■ Description of the task
Every line below that contains "partitions" is to be copied.

START Records to process

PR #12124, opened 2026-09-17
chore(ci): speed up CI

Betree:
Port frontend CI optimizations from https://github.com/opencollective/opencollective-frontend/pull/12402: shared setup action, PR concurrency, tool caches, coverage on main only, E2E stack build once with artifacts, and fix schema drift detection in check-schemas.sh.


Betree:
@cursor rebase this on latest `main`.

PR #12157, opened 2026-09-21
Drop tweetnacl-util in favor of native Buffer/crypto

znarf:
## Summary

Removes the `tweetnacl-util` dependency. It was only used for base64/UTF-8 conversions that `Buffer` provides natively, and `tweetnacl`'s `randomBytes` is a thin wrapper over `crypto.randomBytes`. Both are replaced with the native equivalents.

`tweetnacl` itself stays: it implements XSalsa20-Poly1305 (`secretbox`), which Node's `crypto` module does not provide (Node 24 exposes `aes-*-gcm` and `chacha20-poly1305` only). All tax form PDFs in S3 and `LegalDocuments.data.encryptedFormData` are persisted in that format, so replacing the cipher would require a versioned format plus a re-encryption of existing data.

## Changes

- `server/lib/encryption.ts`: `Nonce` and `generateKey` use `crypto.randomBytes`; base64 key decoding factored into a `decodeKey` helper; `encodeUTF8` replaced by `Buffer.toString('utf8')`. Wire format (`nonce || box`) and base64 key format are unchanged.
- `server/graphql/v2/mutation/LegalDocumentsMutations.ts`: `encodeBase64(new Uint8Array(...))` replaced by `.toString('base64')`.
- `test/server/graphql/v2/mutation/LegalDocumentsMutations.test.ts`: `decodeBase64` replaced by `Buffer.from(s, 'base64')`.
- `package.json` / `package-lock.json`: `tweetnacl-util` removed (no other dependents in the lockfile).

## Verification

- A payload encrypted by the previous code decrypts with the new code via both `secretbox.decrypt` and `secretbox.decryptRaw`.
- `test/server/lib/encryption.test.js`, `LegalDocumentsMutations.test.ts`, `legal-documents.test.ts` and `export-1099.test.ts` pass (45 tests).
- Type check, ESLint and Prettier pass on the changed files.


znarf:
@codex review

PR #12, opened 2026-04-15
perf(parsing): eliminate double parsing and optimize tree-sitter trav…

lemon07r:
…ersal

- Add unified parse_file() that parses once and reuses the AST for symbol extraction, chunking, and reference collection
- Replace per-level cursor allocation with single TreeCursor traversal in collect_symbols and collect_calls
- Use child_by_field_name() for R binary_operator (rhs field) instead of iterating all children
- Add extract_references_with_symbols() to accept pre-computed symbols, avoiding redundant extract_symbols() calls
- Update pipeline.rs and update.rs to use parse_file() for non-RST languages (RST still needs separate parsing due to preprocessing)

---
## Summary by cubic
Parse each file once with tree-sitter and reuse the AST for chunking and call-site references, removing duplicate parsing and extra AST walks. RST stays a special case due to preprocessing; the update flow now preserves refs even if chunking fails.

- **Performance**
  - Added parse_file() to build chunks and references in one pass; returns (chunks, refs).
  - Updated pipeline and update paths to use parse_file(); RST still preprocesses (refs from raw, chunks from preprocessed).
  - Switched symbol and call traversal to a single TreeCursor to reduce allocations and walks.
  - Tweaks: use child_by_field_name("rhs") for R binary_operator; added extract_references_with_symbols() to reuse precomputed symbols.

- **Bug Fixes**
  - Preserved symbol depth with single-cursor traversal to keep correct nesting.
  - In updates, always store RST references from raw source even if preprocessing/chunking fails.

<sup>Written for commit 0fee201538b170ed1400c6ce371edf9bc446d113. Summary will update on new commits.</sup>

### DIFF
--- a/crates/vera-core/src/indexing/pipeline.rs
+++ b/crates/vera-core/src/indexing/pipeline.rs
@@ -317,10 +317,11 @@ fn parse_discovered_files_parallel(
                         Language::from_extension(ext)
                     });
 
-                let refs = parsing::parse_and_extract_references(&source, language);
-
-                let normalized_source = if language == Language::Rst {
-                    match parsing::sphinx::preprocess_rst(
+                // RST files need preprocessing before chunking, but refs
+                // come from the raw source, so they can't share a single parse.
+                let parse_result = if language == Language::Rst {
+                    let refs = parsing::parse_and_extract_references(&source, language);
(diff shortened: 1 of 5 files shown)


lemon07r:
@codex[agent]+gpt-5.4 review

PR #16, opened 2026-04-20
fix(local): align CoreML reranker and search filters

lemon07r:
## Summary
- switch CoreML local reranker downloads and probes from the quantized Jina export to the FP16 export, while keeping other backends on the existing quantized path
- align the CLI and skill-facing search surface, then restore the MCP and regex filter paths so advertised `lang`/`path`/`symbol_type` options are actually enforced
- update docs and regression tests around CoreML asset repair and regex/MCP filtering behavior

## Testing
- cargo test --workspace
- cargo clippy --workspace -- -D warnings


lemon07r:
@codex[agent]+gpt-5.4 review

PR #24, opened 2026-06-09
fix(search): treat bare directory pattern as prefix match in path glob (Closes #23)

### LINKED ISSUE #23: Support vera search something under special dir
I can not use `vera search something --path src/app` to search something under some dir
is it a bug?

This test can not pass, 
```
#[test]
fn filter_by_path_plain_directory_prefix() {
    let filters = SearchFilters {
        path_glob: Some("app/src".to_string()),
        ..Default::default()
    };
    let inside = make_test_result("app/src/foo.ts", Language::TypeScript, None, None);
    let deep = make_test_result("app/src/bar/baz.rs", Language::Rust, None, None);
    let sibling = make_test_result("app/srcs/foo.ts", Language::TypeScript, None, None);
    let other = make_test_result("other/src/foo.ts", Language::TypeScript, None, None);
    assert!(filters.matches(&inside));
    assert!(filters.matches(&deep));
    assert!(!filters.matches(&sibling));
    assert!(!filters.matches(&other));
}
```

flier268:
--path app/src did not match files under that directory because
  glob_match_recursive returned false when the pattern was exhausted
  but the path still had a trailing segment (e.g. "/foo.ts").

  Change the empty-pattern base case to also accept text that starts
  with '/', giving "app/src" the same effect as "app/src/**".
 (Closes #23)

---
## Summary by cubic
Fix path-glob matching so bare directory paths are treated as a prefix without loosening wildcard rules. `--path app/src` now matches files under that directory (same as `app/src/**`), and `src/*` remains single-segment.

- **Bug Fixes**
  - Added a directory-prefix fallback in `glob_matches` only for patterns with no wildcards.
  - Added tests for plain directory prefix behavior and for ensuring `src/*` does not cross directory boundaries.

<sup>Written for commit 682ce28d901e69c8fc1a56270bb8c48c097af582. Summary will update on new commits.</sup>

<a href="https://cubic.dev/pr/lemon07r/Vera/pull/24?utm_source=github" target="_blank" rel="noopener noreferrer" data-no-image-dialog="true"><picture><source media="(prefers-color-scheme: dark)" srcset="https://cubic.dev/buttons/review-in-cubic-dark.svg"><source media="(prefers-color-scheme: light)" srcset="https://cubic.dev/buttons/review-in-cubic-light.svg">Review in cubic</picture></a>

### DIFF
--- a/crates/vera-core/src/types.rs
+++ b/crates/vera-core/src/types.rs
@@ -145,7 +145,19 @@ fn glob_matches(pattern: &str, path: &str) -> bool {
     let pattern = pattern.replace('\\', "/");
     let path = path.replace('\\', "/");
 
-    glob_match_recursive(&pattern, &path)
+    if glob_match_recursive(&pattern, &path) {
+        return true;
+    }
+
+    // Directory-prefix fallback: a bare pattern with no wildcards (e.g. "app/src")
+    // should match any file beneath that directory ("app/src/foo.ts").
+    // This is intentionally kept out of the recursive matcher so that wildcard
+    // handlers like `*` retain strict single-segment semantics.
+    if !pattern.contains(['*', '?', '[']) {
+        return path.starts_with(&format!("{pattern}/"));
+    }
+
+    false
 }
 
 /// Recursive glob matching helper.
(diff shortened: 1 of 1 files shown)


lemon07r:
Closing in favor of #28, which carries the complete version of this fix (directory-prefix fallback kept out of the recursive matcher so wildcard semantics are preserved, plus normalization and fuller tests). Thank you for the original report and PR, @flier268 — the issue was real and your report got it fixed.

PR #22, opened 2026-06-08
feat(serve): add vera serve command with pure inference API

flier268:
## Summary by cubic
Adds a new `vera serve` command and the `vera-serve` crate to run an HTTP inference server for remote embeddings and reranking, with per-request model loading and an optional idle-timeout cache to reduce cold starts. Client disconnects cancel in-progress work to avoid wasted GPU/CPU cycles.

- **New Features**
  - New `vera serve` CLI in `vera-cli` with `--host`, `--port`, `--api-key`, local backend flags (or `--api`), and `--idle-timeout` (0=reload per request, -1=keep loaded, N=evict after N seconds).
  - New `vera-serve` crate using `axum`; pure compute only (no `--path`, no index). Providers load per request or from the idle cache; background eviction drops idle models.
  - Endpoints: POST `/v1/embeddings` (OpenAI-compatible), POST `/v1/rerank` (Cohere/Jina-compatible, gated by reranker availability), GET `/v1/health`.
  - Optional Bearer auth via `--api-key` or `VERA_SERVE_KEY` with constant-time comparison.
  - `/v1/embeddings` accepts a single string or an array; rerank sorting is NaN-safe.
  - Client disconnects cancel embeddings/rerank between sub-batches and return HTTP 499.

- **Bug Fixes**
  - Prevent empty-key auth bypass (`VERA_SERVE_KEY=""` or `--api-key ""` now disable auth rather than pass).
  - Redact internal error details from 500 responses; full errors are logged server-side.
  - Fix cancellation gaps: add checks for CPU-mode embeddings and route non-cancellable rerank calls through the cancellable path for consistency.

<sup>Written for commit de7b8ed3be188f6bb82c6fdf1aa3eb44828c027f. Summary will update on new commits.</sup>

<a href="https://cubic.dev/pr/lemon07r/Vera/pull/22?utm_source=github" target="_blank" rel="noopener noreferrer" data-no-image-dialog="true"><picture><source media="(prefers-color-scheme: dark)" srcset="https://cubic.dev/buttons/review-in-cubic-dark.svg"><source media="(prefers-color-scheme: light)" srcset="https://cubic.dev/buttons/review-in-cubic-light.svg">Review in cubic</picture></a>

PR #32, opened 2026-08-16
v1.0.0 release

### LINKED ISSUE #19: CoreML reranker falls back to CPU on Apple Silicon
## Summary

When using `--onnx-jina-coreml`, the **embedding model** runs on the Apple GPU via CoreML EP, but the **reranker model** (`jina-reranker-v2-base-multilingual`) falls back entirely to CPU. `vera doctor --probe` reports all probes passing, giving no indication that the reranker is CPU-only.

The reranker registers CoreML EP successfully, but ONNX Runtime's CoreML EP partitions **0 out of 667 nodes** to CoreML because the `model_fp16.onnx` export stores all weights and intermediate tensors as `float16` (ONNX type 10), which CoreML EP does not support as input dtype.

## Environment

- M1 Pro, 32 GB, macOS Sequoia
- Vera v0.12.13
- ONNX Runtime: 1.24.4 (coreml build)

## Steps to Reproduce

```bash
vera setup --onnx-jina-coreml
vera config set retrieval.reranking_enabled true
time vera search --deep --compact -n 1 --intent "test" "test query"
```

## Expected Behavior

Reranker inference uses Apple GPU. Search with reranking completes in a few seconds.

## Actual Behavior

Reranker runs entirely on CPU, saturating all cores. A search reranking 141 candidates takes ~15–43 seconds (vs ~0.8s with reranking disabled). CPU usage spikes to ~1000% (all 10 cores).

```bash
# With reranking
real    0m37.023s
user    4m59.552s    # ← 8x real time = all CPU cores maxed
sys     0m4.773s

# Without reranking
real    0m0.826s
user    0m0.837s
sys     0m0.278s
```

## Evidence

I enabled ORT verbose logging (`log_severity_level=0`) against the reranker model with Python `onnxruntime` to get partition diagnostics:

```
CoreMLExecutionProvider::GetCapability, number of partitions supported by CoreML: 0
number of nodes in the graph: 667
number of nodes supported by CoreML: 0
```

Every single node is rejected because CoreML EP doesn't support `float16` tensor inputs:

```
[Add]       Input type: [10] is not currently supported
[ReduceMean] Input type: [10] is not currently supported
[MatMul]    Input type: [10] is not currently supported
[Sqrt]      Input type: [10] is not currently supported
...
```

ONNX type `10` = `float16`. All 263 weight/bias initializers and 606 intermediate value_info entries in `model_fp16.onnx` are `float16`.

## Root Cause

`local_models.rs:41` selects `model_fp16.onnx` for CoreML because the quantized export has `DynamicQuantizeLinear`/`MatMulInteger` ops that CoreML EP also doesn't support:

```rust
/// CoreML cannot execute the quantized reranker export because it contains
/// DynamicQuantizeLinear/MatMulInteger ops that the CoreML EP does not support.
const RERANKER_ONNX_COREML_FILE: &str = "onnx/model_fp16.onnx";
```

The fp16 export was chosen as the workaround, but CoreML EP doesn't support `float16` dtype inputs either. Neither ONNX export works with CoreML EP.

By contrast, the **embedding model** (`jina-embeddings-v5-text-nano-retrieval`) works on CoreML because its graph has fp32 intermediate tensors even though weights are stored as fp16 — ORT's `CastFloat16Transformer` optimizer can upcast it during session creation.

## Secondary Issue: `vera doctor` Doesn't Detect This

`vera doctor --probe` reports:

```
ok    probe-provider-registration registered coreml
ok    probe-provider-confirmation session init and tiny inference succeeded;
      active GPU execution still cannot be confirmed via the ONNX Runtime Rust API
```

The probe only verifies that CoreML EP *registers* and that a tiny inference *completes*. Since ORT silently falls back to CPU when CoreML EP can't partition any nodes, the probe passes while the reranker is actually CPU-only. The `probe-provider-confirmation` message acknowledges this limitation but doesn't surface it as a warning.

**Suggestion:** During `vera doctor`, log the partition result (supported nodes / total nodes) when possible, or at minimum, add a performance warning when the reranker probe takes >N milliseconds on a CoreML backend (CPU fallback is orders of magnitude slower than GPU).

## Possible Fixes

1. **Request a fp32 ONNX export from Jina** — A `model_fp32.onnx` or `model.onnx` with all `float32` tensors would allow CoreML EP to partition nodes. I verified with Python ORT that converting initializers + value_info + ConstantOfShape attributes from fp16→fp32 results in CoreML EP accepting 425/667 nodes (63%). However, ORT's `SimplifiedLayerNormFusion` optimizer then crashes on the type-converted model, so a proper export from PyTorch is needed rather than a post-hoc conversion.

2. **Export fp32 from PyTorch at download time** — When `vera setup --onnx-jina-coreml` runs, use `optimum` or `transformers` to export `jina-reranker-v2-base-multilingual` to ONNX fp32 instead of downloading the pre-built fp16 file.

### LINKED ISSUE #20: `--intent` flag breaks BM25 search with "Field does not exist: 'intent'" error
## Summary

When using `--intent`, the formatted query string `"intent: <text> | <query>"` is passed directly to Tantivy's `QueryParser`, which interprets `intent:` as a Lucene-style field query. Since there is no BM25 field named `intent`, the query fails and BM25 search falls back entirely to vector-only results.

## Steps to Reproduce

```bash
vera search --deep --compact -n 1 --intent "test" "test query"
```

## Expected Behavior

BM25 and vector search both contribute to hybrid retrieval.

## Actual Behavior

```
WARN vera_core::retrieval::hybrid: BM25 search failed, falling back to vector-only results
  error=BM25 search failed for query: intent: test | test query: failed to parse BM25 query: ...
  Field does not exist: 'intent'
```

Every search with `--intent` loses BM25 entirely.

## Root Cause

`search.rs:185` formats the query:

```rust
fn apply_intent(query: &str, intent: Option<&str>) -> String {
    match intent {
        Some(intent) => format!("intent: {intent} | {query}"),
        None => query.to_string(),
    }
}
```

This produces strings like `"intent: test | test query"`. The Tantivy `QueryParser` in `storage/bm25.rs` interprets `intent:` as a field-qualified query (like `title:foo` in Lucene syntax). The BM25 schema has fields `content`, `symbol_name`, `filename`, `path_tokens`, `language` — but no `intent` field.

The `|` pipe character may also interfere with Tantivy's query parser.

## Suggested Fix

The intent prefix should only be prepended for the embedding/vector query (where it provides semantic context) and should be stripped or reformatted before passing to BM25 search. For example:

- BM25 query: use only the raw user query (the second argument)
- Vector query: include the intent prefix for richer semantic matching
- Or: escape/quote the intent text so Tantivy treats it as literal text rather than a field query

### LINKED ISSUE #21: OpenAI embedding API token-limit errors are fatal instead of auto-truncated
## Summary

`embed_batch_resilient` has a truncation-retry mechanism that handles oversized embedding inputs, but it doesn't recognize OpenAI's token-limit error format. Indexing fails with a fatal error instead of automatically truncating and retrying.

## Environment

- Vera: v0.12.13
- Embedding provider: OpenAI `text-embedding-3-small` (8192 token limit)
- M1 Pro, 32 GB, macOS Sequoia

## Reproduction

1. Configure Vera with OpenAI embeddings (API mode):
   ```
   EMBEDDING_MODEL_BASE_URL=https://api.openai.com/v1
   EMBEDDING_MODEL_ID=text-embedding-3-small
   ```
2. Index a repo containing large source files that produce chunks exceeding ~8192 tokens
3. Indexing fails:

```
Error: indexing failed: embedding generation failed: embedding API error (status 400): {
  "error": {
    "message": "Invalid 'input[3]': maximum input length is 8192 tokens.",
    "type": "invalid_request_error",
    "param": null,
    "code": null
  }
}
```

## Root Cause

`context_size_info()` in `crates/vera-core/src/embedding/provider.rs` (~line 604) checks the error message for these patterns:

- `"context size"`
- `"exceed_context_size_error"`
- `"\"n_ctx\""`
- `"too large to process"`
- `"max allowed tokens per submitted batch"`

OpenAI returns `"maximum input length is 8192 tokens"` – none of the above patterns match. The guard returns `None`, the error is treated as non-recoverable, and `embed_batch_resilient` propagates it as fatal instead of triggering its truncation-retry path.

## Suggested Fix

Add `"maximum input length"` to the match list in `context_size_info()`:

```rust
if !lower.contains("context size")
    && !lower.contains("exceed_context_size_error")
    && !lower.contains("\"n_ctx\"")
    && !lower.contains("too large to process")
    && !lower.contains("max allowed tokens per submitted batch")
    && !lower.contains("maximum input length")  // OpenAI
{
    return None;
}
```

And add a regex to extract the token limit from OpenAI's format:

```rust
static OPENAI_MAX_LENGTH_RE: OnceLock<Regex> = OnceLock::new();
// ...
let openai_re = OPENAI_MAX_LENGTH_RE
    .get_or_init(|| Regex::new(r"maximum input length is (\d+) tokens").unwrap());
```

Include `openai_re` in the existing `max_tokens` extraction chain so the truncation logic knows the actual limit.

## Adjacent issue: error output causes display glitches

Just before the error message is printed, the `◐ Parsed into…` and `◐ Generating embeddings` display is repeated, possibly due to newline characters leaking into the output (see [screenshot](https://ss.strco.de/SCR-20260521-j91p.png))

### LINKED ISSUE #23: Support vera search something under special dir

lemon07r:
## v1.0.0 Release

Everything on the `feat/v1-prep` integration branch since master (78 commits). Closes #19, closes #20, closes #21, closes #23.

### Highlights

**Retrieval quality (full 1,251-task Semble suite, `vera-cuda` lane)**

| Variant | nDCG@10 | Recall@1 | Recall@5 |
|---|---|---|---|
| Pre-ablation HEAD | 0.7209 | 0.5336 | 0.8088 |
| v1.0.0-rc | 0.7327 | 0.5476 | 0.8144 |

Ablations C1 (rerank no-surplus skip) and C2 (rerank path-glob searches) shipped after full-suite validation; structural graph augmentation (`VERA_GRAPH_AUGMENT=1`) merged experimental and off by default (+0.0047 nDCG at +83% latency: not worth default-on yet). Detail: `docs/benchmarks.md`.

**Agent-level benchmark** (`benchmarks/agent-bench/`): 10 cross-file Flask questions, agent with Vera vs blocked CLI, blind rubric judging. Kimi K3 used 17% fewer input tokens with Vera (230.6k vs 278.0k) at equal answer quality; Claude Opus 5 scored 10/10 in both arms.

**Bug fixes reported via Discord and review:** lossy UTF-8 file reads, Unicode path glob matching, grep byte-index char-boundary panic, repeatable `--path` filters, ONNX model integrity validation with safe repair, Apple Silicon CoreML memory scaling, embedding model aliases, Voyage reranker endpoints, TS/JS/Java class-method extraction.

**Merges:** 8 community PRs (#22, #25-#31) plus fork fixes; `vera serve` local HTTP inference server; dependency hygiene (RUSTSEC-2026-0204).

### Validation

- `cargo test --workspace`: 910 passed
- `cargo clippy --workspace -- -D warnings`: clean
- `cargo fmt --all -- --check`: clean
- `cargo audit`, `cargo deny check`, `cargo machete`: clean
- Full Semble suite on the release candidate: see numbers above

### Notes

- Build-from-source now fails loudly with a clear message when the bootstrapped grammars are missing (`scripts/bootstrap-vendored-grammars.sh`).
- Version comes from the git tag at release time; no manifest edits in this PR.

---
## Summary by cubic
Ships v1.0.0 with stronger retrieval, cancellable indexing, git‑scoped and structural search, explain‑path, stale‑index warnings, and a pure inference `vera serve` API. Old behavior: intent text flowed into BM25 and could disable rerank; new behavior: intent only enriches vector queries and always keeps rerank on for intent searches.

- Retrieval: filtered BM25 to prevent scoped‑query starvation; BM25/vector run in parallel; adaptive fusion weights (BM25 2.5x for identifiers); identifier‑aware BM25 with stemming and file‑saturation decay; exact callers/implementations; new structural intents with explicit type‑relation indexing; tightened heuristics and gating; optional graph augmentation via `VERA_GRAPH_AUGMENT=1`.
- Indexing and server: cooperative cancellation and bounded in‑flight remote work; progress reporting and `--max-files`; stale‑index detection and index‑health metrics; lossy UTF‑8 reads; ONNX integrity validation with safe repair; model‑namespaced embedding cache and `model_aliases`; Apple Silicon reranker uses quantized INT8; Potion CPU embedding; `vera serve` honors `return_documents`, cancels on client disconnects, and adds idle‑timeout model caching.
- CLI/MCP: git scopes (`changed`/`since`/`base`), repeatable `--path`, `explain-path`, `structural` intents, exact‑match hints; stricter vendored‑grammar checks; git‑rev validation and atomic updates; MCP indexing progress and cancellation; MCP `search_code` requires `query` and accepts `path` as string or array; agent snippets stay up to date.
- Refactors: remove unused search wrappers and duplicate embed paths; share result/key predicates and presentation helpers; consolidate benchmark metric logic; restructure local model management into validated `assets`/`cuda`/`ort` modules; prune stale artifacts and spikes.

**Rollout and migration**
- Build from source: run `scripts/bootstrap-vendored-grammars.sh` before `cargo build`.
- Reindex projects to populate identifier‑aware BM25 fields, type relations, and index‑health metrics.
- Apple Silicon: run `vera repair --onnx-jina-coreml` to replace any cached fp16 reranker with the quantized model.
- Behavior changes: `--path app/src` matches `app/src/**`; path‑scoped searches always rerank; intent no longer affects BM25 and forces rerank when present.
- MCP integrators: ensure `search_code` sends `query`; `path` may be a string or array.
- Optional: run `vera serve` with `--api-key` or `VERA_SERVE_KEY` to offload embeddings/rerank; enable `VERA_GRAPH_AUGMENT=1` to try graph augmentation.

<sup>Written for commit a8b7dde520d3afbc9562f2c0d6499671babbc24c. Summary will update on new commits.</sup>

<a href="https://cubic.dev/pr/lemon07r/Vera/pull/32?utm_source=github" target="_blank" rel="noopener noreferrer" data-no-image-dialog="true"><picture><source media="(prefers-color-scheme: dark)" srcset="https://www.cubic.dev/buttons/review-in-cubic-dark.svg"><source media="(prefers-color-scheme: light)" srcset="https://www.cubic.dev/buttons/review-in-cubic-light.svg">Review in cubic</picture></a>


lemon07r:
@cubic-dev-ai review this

END Records to process

■ Solution for this exercise
The reranker registers CoreML EP successfully, but ONNX Runtime's CoreML EP partitions **0 out of 667 nodes** to CoreML because the `model_fp16.onnx` export stores all weights and intermediate tensors as `float16` (ONNX type 10), which CoreML EP does not support as input dtype.
CoreMLExecutionProvider::GetCapability, number of partitions supported by CoreML: 0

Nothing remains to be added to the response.